Unclaimed bodies: More than 250 bodies stored in a county closet
SAVANNAH, GA (WTOC) - As taxpayers, we like to know how our money is being spent, and sometimes, we discover tens of thousands being spent on something that is absolutely necessary and almost unbelievable at the same time.
In a community known for its history, architecture and of course, cemeteries, this might be the last thing you would expect to be an issue in Savannah.
For more than 200 years, communities across the south have had to set aside entire sections of public cemeteries for what are called Pauper's graves - a place to bury the dead when the next-of-kin could not be found or could not afford a proper burial.
Those pauper graves were relegated to the site in the Laurel Grove Cemetery. In fact, it became part of city code back in 1863. At that time, they called it the "strangers ground.” That was good for about 100 years, then the cemetery simply ran out of space, forcing Savannah to find another place to store those unclaimed remains.
Chatham County now stores the remains of those who pass (with no one to claim them) in a 10x10 storage closet next to the Coroner's office. The current count is more than 250. That is - 250 boxes of the cremated remains of Savannah brothers, sons, mothers, and daughters.
David Klugh: "How dignified is it to store 250 bodies in a closet in the Coroner's office?"
Bill Wesinger, Coroner: "It's not what any of us would want."
DK: "And it's not something you've got a choice over, is it?”
Dr.
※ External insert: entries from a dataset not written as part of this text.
Issue #395, opened 2017-09-27
How to use path parameters encoded in WebSocket url ?


kant111:
currently there seems to be no way to specify path parameters in the WebSocket URL in undertow or jetty. I currently use undertow. 

My use case is I have list of names and I would like to create a generic route that will take "name" as a path parameter so I can just have one handler for the whole list of names I got. 

For example I want to be able to do something like below:

```
addWebSocket("/hello/{name}", (webSocketContext, message) -> {
    try {
        somehow get the value that is passed in for ":name" here
        webSocketContext.sendMessage(message);
    } catch (IOException e) {
        e.printStackTrace();
    }
});
```
To elaborate even further, I am trying to broadcast a messages for all the clients that are listening on specific endpoint. so if I have something like below I wan to be able to broadcast all messages that have a connection opened on "/hello/foo" endpoint. so here my "{name}" = "foo" but I can pass anything from the list of names I have in which case I want to be able to pass name as path parameter.

```
addWebSocket("/hello/foo", (webSocketContext, message) -> {
    try {
        so ":name" = "foo" here
        webSocketContext.sendMessage(message);
    } catch (IOException e) {
        e.printStackTrace();
    }
});
```

decebals:
I will come with a solution.

kant111:
@decebals Appreciate it!!

decebals:
I propose as solution https://github.com/decebals/pippo/pull/397 but I don't know when I have some time to finish the PR.

kant111:
@decebals The commit looks good! What else needs to be done to finish the PR?

decebals:
@kant111 We should: 
- expose the path parameters (we have these information already), add new useful methods in WebSocketContext like `getQueryString()`, `getSession()`, `getParameterNames()`, `getParameterValue()`.
- add DefaultUriMatcherTest
- review new code (classes/interfaces names, integration with existed code - DefaultRouter, ...)

decebals:
The final solution:
```java
addWebSocket("/ws/chat/{roomId}", (webSocketContext, message) -> {
    String roomId = webSocketContext.getPathParameter("roomId").toString();
    System.out.println("roomId = " + roomId);
});
```

I will upgrade [demo](https://github.com/decebals/pippo-demo/blob/master/pippo-demo-websocket/src/main/java/ro/pippo/demo/websocket/WebSocketApplication.java) application very soon.

PR #397, opened 2017-09-28
Add path params in websocket uri

decebals:
This PR contains a functional POC (prof of concept) for #395.
The code works but need some adjustment.

For Undertow:
```java
addWebSocket("/ws/chat/{room}", (webSocketContext, message) -> {
    WebSocketConnection connection = webSocketContext.getConnection();
    // cast WebSocketConnection to UndertowWebSocketConnection
    UndertowWebSocketConnection undertowConnection = (UndertowWebSocketConnection) connection;
    String remoteAddress = undertowConnection.getRemoteAddress().toString();
    System.out.println("remoteAddress = " + remoteAddress);
    WebSocketHttpExchange exchange = undertowConnection.getExchange();
    String query = exchange.getQueryString();
    System.out.println("query = " + query);
});
```

For Jetty the code is similar with the code presented in https://github.com/decebals/pippo/pull/360#issuecomment-296453997.

Also this PR comes with a hidden nice feature, `UriMatcher` with `DefaultUriMatcher`. So, the `DefaultRouter` was spitted in two parts.  It's more easy to implement a custom router with uri matcher (maybe some one wants another notation for path parameters or supply a more fast uri matching algorithm).

In `WebSocketContext` you will can access the parameters value (I have already these information), similar with the approach used in Request. Also, `WebSocketContext` will contain other information like session, request header.

### DIFF
--- a/LICENSE
+++ b/LICENSE
@@ -1,0 +1,201 @@
+                                 Apache License
+                           Version 2.0, January 2004
+                        http://www.apache.org/licenses/
+
+   TERMS AND CONDITIONS FOR USE, REPRODUCTION, AND DISTRIBUTION
+
+   1. Definitions.
+
+      "License" shall mean the terms and conditions for use, reproduction,
+      and distribution as defined by Sections 1 through 9 of this document.
+
+      "Licensor" shall mean the copyright owner or entity authorized by
+      the copyright owner that is granting the License.
+
+      "Legal Entity" shall mean the union of the acting entity and all
+      other entities that control, are controlled by, or are under common
+      control with that entity. For the purposes of this definition,
+      "control" means (i) the power, direct or indirect, to cause the
+      direction or management of such entity, whether by contract or
+      otherwise, or (ii) ownership of fifty percent (50%) or more of the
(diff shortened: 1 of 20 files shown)


kant111:
How to access the value for "room" in the above url? Can we have annotations similar to the HTTP route handling in pippo.

decebals:
> How to access the value for "room" in the above url?

The path parameters are available in [WebSocketMatch](https://github.com/decebals/pippo/pull/397/files#diff-bcced92142528f7f84c34696aaab5c0dR60). The easy mode to expose these parameters is via WebSocketContext (add a method, eventually use ParameterValue as wrapper - to have conversion methods - similar with Request class)

> Can we have annotations similar to the HTTP route handling in pippo.

Do you talk about pippo-controller?

decebals:
@kant111 

> How to access the value for "room" in the above url?

You can use `WebSocketContext.getPathParameter(String name)`.

My work on this feature is done. If everything is OK, I will merge this PR and I will release a new version.

kant111:
@decebals Thanks much! I went with another framework because of deadlines but appreciate your effort! will try to consider Pippo next time when I get an opportunity!

PR #402, opened 2017-10-07
Resolve #400

### LINKED ISSUE #400: Duplicate routes being created
Subtitle: ControllerRegistry.getControllerMethods returning inherited methods

**[1]**
I took unwanted behavior (at least that's what I believe!) in
https://github.com/decebals/pippo/blob/release-1.5.0/pippo-controller-parent/pippo-controller/src/main/java/ro/pippo/controller/ControllerRegistry.java#L274

The ``Class.getDeclaredMethods()``, which in theory (and by JavaDoc!) should return only the methods of the target class, without returning the inherited methods, is also returning the inherited methods that **are overwritten and use generics**. To solve this I suggest using the method below:

```java
public class ReflectionUtils {
    public static List<Method> getDeclaredMethods(Class clazz) {
        // @formatter:off
        return Arrays
                .stream(clazz.getDeclaredMethods())
                .filter(method -> !method.isBridge())
                .collect(Collectors.toList());
        // @formatter:on
    }
}
```
I noticed this because I have a Controller that inherits from a generic Controller (see below) ...

```java
public abstract class CrudControllerAbstract<ID extends Serializable> {
    protected void delete(ID id) {
    	// ...
    }
}

public class LoggerEntityController extends CrudControllerAbstract<Long> {
    @GET("/logger/delete/{id}")
    public void delete(@Param("id") Long id) {
        super.delete(id);
    }
}
```

... and Pippo has created two routes for the same method. This problem - of creating two routes for the same method - can be solved with the code I suggest above, but also has a connection with a ``strange/different/bizarre`` behavior that I say below in [2].

**[2]**
I saw a different behavior with the same (same same!) JVM version in ``Fedora 25`` and ``RHEL 7`` in the method ``Method.getAnnotations()`` in
https://github.com/decebals/pippo/blob/release-1.5.0/pippo-controller-parent/pippo-controller/src/main/java/ro/pippo/controller/ControllerRegistry.java#L275

In the loop in ``ControllerRegistry.java#L274``, as I said in [1], the methods ``LoggerEntityController.delete(java.lang.Long)`` and ``LoggerEntityController.delete(java.io.Serializable)`` are iterated. For the method ``LoggerEntityController.delete(java.lang.Long)`` the ``method.getAnnotations()`` returns the `@GET` annotation and all ok here, but for the method ``LoggerEntityController.delete(java.io.Serializable)`` the ``method.getAnnotations()`` has different results in my ``Fedora 25`` and ``RHEL 7``. In ``Fedora 25`` it does not return any annotations and everything is ok here, but in ``RHEL 7`` it returns the `@GET` annotation and here we have a problem since this method is not annotated with `@GET`. In ``RHEL 7``, since both methods are erroneously found to have the `@GET` annotation, then two routes are added for the same method (ControllerRegistry.java#L277: httpMethodAnnotationClasses.contains(annotationClass) is true).

```
java -version
java version "1.8.0_121"
Java(TM) SE Runtime Environment (build 1.8.0_121-b31)
Java HotSpot(TM) 64-Bit Server VM (build 25.121-b31, mixed mode)
```

**[3]**
A pull request with the ReflectionUtils class [1] is valid and use it on the ControllerRegistry.java#L275 ?

PS: I find it a bit complicated to explain. If I can clarify more, let me know.

mhagnumdw:
Resolve #400 Duplicate routes being created

### DIFF
--- a/pippo-controller-parent/pippo-controller/src/main/java/ro/pippo/controller/ControllerRegistry.java
+++ b/pippo-controller-parent/pippo-controller/src/main/java/ro/pippo/controller/ControllerRegistry.java
@@ -271,7 +271,7 @@ public class ControllerRegistry {
         Map<Method, Class<? extends Annotation>> controllerMethods = new LinkedHashMap<>();
 
         // discover all annotated controllers methods
-        for (Method method : controllerClass.getDeclaredMethods()) {
+        for (Method method : ClassUtils.getDeclaredMethods(controllerClass)) {
             for (Annotation annotation : method.getAnnotations()) {
                 Class<? extends Annotation> annotationClass = annotation.annotationType();
                 if (httpMethodAnnotationClasses.contains(annotationClass)) {
--- a/pippo-controller-parent/pippo-controller/src/main/java/ro/pippo/controller/util/ClassUtils.java
+++ b/pippo-controller-parent/pippo-controller/src/main/java/ro/pippo/controller/util/ClassUtils.java
@@ -32,6 +32,7 @@ import java.net.URISyntaxException;
 import java.net.URL;
 import java.nio.charset.StandardCharsets;
 import java.util.ArrayList;
+import java.util.Arrays;
 import java.util.Collection;
 import java.util.Collections;
 import java.util.Enumeration;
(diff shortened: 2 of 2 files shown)


decebals:
Thanks!

PR #612, opened 2022-11-21
Bumped pac4j version to 5.7.0 and mockito version to 4.9.0

sailingbonbini:
Bumped pac4j version to 5.7.0. The pac4j interfaces changed - dropped the use of generics and added support for java.util.Optional.

### DIFF
--- a/pippo-security-parent/pippo-pac4j/pom.xml
+++ b/pippo-security-parent/pippo-pac4j/pom.xml
@@ -14,7 +14,8 @@
     <description>Pac4j integration</description>
 
     <properties>
-        <pac4j.version>2.2.0</pac4j.version>
+        <pac4j.version>5.7.0</pac4j.version>
+        <mockito.version>4.9.0</mockito.version>
     </properties>
 
     <dependencies>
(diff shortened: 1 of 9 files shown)


sailingbonbini:
I'm working on a new, green field project and would like to use Java 11.
Happy to depend on 2.x-SNAPSHOT of pippo. Do you have a timeframe for 2.x
in mind?

sailingbonbini:
Alternatively, I could create another branch and bump it to 4.x/Java 8 ?

decebals:
> I'm working on a new, green field project and would like to use Java 11. Happy to depend on 2.x-SNAPSHOT of pippo. Do you have a timeframe for 2.x in mind?

I think it will be early 2023, but I don't have a clear date in mind.
[This](https://github.com/pippo-java/pippo/milestone/1) is what we have in mind for pippo 2.x

> Alternatively, I could create another branch and bump it to 4.x/Java 8 ?

I prefer this variant if it's not too complicated for you. On this occasion we are also doing an incremental transition and it will be easy for us to migrate from 4.x to 5.x

sailingbonbini:
I've added a new PR to bump pac4j to 4.5.

Is there a branch where the work for pippo-2.x is happening? I could create a PR to upgrade pac4j to 5.7. Also, would love to contribute to piccolo-2.x

PR #1157, opened 2025-09-26
Add security-sensitive file extensions to workspace indexing exclusion list

phawrylak:
This pull request updates the list of excluded file extensions in the `workspaceFileIndex.ts` file to improve security and prevent indexing of sensitive files. The change specifically adds several certificate and private key file types to the exclusion list.

Security-related exclusions:

* Added certificate and private key extensions (`pfx`, `p12`, `pem`, `crt`, `cer`, `key`, `priv`, `jks`, `keystore`, `csr`) to the `EXCLUDE_EXTENSIONS` set in `workspaceFileIndex.ts` to prevent indexing of security-sensitive files.


mjbvz (approved):
Thanks for adding these. I'll also confirm our indexing services ignore these. I believe it should already but good to make sure

roblourens (approved):

PR #1187, opened 2025-09-29
WIP: use a the chat session provider to replay the exported chat logs

amunger:
https://github.com/microsoft/vscode-copilot-evaluation/issues/357

This would make the chat look more natural and would enable us to drop the additional intent.

The API changed as I was working through this though, so it is broken in its current state.

Also, hitting F5 to debug the replay file will currently cause an infinite loop - just use the replay command to test in this state.


src/extension/replay/vscode-node/editHelper.ts
```diff
@@ -0,0 +1,70 @@
...
+			doc.positionAt(replacement.replaceRange.endExclusive)
+		);
+
+		workspaceEdit.replace(uri, range, replacement.newText);
+
+		for (const textEdit of workspaceEdit.entries()) {
+			const edits = Array.isArray(textEdit[1]) ? textEdit[1] : [textEdit[1]];
+			for (const textEdit of edits) {
+				try {
+					stream.textEdit(uri, textEdit);
```
amunger, line 63: with this solution, I'm seeing that the stream passed to the ChatSessionProvider is not able to use streamed changes in the same way that a contributed intent can, I saw an edit happen once, but without any accept/reject UI, but mostly just ignores any edits that are given to the stream. Most likely by design, but would there be a way to enable that instead? @joshspicer @rebornix 

It's also frequently failing to just open the file with the workspace service though, so maybe it's a different issue?

PR #1225, opened 2025-10-02
Fix: Cache network agent instance

chrmarti:
https://github.com/microsoft/vscode/issues/269496


TylerLeonhardt (approved):

TylerLeonhardt:
This was discussed on the Zurich side. They did programatic testing, but since it's Thursday and the VS Code release has gone out already, we need to get this one out.

PR #1231, opened 2025-10-03
feat: add custom `requestHeaders` support for custom OAI and Azure models in BYOK

zhichli:


src/extension/byok/node/openAIEndpoint.ts
```diff
@@ -96,39 +127,91 @@ export class OpenAIEndpoint extends ChatEndpoint {
...
+			// Use normalized lowercase key for storage to ensure consistency
 			sanitized[key] = sanitizedValue;
+			processedCount++;
 		}
+
 		return sanitized;
 	}
 
-	private _sanitizeHeaderValue(value: string, key: string): string | undefined {
+	private _sanitizeHeaderValue(value: unknown): string | undefined {
```
lramos15, line 207: Are we not sanitzing twice here? Both above and with this function

zhichli: So _sanitizeHeaderValue() is a helper function called by _sanitizeCustomHeaders() during initialization, not a separate sanitization step. The headers are sanitized once during object construction and then reused safely throughout the object's lifetime.

The separation is: _sanitizeCustomHeaders() handles the overall header collection logic (limits, reserved headers, **key** validation) while _sanitizeHeaderValue() focuses specifically on **value** sanitization (control characters, length limits, etc.)."

PR #1232, opened 2025-10-03
feat: Hide editFile tool message

bryanchen-d:
Hide messages of edit file tools like
`Using "Apply Patch"`
`Using "Replace String"`
to reduce the chat clutter as after the message we already show the files being modified.

This is to fix https://github.com/microsoft/vscode/issues/265037

### DIFF
--- a/src/extension/vscode.proposed.chatParticipantPrivate.d.ts
+++ b/src/extension/vscode.proposed.chatParticipantPrivate.d.ts
@@ -236,7 +236,7 @@ declare module 'vscode' {
 
 	export interface PreparedToolInvocation {
 		pastTenseMessage?: string | MarkdownString;
-		presentation?: 'hidden' | undefined;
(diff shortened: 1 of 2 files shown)


src/extension/vscode.proposed.chatParticipantPrivate.d.ts
```diff
@@ -236,7 +236,7 @@ declare module 'vscode' {
 
 	export interface PreparedToolInvocation {
 		pastTenseMessage?: string | MarkdownString;
-		presentation?: 'hidden' | undefined;
+		presentation?: 'hidden' | 'hiddenAfterComplete' | undefined;
```
roblourens, line 239: The source of truth for extension API is the vscode repo, so there should be a matching PR there that updates this

bryanchen-d: added a matching PR to update the API: https://github.com/microsoft/vscode/pull/270052

PR #1233, opened 2025-10-03
feat: add timeout in searching text in files

bryanchen-d:
Add timeout in findFiles and findTextInFiles tool so they won't hang the chat.

Fixes: https://github.com/microsoft/vscode/issues/262743

### DIFF
--- a/src/extension/tools/node/findFilesTool.tsx
+++ b/src/extension/tools/node/findFilesTool.tsx
@@ -11,7 +11,7 @@ import { URI } from '../../../util/vs/base/common/uri';
 import * as l10n from '@vscode/l10n';
 import { ISearchService } from '../../../platform/search/common/searchService';
 import { IWorkspaceService } from '../../../platform/workspace/common/workspaceService';
-import { raceCancellationError, raceTimeout } from '../../../util/vs/base/common/async';
+import { raceTimeoutAndCancellationError } from '../../../util/common/racePromise';
 import { CancellationToken, CancellationTokenSource } from '../../../util/vs/base/common/cancellation';
 import { IInstantiationService } from '../../../util/vs/platform/instantiation/common/instantiation';
 import { ExtendedLanguageModelToolResult, LanguageModelPromptTsxPart, MarkdownString } from '../../../vscodeTypes';
@@ -48,19 +48,10 @@ export class FindFilesTool implements ICopilotTool<IFindFilesToolParams> {
 		// also in the case of the parent token being cancelled, it will cancel this one too
 		const searchCancellation = new CancellationTokenSource(token);
 
-		async function raceTimeoutAndCancellationError<T>(promise: Promise<T>, timeoutMessage: string): Promise<T> {
-			const result = await raceTimeout(raceCancellationError(promise, token), timeoutInMs);
-			if (result === undefined) {
-				// we have timed out, so cancel the search
-				searchCancellation.cancel();
-				throw new Error(timeoutMessage);
-			}
-
-			return result;
-		}
-
 		const results = await raceTimeoutAndCancellationError(
 			Promise.resolve(this.searchService.findFiles(pattern, undefined, searchCancellation.token)),
+			searchCancellation,
+			timeoutInMs,
 			'Timeout in searching files, try a more specific search pattern'
 		);
 
--- a/src/extension/tools/node/findFilesTool.tsx
+++ b/src/extension/tools/node/findFilesTool.tsx
@@ -61,11 +61,6 @@ export class FindFilesTool implements ICopilotTool<IFindFilesToolParams> {
 		const resultsToShow = results.slice(0, maxResults);
 		// Render the prompt element with a timeout
 		const prompt = await renderPromptElementJSON(this.instantiationService, FindFilesResult, { fileResults: resultsToShow, totalResults: results.length }, options.tokenizationOptions, token);
-
-		if (prompt === undefined) {
-			throw new Error('Timeout in rendering prompt');
-		}
-
 		const result = new ExtendedLanguageModelToolResult([new LanguageModelPromptTsxPart(prompt)]);
 		const query = `\`${options.input.query}\``;
 		result.toolResultMessage = resultsToShow.length === 0 ?
--- a/src/extension/tools/node/findFilesTool.tsx
+++ b/src/extension/tools/node/findFilesTool.tsx
@@ -11,7 +11,7 @@ import { URI } from '../../../util/vs/base/common/uri';
 import * as l10n from '@vscode/l10n';
 import { ISearchService } from '../../../platform/search/common/searchService';
 import { IWorkspaceService } from '../../../platform/workspace/common/workspaceService';
-import { raceCancellation, raceTimeout } from '../../../util/vs/base/common/async';
+import { raceCancellationError, raceTimeout } from '../../../util/vs/base/common/async';
 import { CancellationToken } from '../../../util/vs/base/common/cancellation';
 import { IInstantiationService } from '../../../util/vs/platform/instantiation/common/instantiation';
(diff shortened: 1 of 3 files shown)


src/extension/tools/node/findTextInFilesTool.tsx
```diff
@@ -51,14 +51,28 @@ export class FindTextInFilesTool implements ICopilotTool<IFindTextInFilesToolPar
...
 		const isRegExp = options.input.isRegexp ?? true;
 		const queryIsValidRegex = this.isValidRegex(options.input.query);
-		let results = await this.searchAndCollectResults(options.input.query, isRegExp, patterns, maxResults, token);
+
+		// try find text with a timeout of 10s
+		// TODO: consider making the timeout configurable
+		const timeoutInMs = 10_000;
+		let results = await Promise.race([
+			this.searchAndCollectResults(options.input.query, isRegExp, patterns, maxResults, token),
+			new Promise<never>((_, reject) => setTimeout(() => reject(new Error("Timeout in searching text in files")), timeoutInMs))]);
```
roblourens: Check whether any helpers in async.ts could be reused here- `timeout`, `raceCancellation`, etc. If not that's fine, it's pretty simple.

bryanchen-d: There are`raceTimeout`, `timeout` utilities, but they just resolve to `undefined` when time's up, while in this case I think we want to throw an error similar to the cancellation case. Do you think we should make a new utility for that?

src/extension/tools/node/findFilesTool.tsx
```diff
@@ -40,14 +41,34 @@ export class FindFilesTool implements ICopilotTool<IFindFilesToolParams> {
 		// The input _should_ be a pattern matching inside a workspace, folder, but sometimes we get absolute paths, so try to resolve them
 		const pattern = inputGlobToPattern(options.input.query, this.workspaceService);
 
-		const results = await this.searchService.findFiles(pattern, undefined, token);
+		// try find files with a timeout of 10s
+		// TODO: consider making the timeout configurable
+		const timeoutInMs = 10_000;
+		const results = await raceTimeout(
+			raceCancellation(
+				Promise.resolve(this.searchService.findFiles(pattern, undefined, token)),
```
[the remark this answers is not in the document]
bryanchen-d: Unfortunately the `findFiles` returns a `Thenable<>` which doesn't fit the required `Promise<>` type, and fails compilation.

src/extension/tools/node/findTextInFilesTool.tsx
```diff
@@ -51,14 +52,41 @@ export class FindTextInFilesTool implements ICopilotTool<IFindTextInFilesToolPar
...
+				raceCancellation(
+					this.searchAndCollectResults(options.input.query, !isRegExp, patterns, maxResults, token),
+					token
+				),
+				timeoutInMs
+			);
+		}
+
+		if (results === undefined) {
+			throw new Error('Timeout in searching files');
```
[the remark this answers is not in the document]
bryanchen-d: updated.

src/extension/tools/node/findFilesTool.tsx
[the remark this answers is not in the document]
roblourens: It would make sense for the search service to return a Promise instead (this comes from our extension API but our searchService could do the `Promise.resolve`. You can do that if it makes things cleaner, you don't have to

src/extension/tools/node/findTextInFilesTool.tsx
roblourens: I see, it's fine

roblourens: Is `timeout(ms).then(() => Promise.reject(new Error("..."))` cleaner?

src/extension/tools/node/findFilesTool.tsx
```diff
@@ -40,14 +41,38 @@ export class FindFilesTool implements ICopilotTool<IFindFilesToolParams> {
 		// The input _should_ be a pattern matching inside a workspace, folder, but sometimes we get absolute paths, so try to resolve them
 		const pattern = inputGlobToPattern(options.input.query, this.workspaceService);
 
-		const results = await this.searchService.findFiles(pattern, undefined, token);
+		// try find files with a timeout of 10s
+		// TODO: consider making the timeout configurable
```
roblourens: I don't think there's a need for it to be configurable

src/extension/tools/node/findFilesTool.tsx
```diff
@@ -40,14 +41,38 @@ export class FindFilesTool implements ICopilotTool<IFindFilesToolParams> {
...
+
 		checkCancellation(token);
 
 		const maxResults = options.input.maxResults ?? 20;
 		const resultsToShow = results.slice(0, maxResults);
-		const result = new ExtendedLanguageModelToolResult([
-			new LanguageModelPromptTsxPart(
-				await renderPromptElementJSON(this.instantiationService, FindFilesResult, { fileResults: resultsToShow, totalResults: results.length }, options.tokenizationOptions, token))]);
+		// Render the prompt element with a timeout
+		const prompt = await raceTimeout(
```
roblourens: I don't think there's a need for prompt rendering to have a timeout. We do this in many places and I don't remember having an issue with it.

src/extension/tools/node/findTextInFilesTool.tsx
```diff
@@ -99,6 +131,7 @@ export class FindTextInFilesTool implements ICopilotTool<IFindTextInFilesToolPar
 			token);
 		const results: vscode.TextSearchResult2[] = [];
 		for await (const item of searchResult.results) {
+			await new Promise(r => setTimeout(r, 5000)); // yield to allow cancellation to be processed
```
roblourens: What's this? We need to wait 5s?

bryanchen-d: oops, this shouldn't be checked in, I was using it to validate the timeout case

src/extension/tools/node/findFilesTool.tsx
bryanchen-d: updated.

src/extension/tools/node/findFilesTool.tsx
bryanchen-d: updated removing the timeout guard around rendering prompt

src/extension/tools/node/findTextInFilesTool.tsx
```diff
@@ -210,8 +245,8 @@ interface IFindMatchProps extends BasePromptElementProps {
  * 1. Removes excessive extra character data from the match, e.g. avoiding
  * giant minified lines
  * 2. Wraps the match in a <match> tag
- * 3. Prioritizes lines in the middle of the match where the range lies
- */
+								* 3. Prioritizes lines in the middle of the match where the range lies
```
roblourens: Accident?

roblourens:
Please link the issue from the PR so we can keep track of what change goes with which issue. If you say `fixes microsoft/vscode#123` then the issue will be automatically closed when the PR is merged. https://github.com/microsoft/vscode/issues/262743

src/extension/tools/node/findTextInFilesTool.tsx
bryanchen-d: extracted a `raceTimeAndCancellationError` utility

src/extension/tools/node/findFilesTool.tsx
```diff
@@ -48,19 +48,10 @@ export class FindFilesTool implements ICopilotTool<IFindFilesToolParams> {
 		// also in the case of the parent token being cancelled, it will cancel this one too
 		const searchCancellation = new CancellationTokenSource(token);
```
roblourens: The `CancellationTokenSource` needs to be disposed when we're done with it

roblourens (approved):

Wessinger is simply doing his job. You see, Georgia law says he is the only one who can keep them.
BW: "In the last 12 months, we've had approximately 22."
DK: "That's a huge number."
BW: "Now, that includes several where we're still doing due diligence, trying to locate next of kin."
That due diligence includes hours of phone calls, letters, and investigation aimed at finding a family member to claim the body. It rarely works. And, as the years pass, the number coming in is only growing. So too is the cost to tax-payers, like you. The 22 unclaimed bodies that came in last year alone cost the county nearly $40,000.
With an average of 25 unclaimed bodies being added every year now, there is no question that the Chatham County Coroner is going to run out of room in just a few years. So, now the county has stepped forward with a plan to not only find a better way to store these remains, but a more dignified way to treat those who have passed.
"It's an embarrassment,” said County Administrator, Lee Smith.
Smith is no more accepting of this "embarrassment" than the Coroner. And, he has an idea - a way to dig the county out of a problem that is already out of control. One-hundred-and-fifty years after the area first addressed this problem with the stranger ground, Savannah is once again looking for a piece of land; something the rest of us take for granted - a place for hundreds to rest in peace.
"Maybe a quarter of an acre that has some nice trees, some nice landscaping, and a monument that may then describe the name of the person,” said Smith.
No site for this Columbarium has been chosen. And, while dignity will have a price, the hope is this site will be on land and already owned by the county.
"They're in a closet. That's not appropriate. I don't think taxpayers realize the job that the county has,” said Smith. “The Coroner, Commissioners, we take care of unclaimed bodies. Plus, 90 percent of these will never be claimed. Therefore, if we need to inter these ashes somewhere, let's do it in a respectable place."
"It does give people proper respect, and it gives families an opportunity to visit the area. Life is precious. Life is to be preserved. And these folks are worthy of some respect,” said Wessinger.
The assumption is that these unclaimed bodies are only the bodies of the homeless and the destitute. That is not the case. Many are simply estranged from the families, and many are life-long residents of Savannah. All deserve the respect most of us take for granted.
Of course, we will let you know once a site for that Columbarium is found.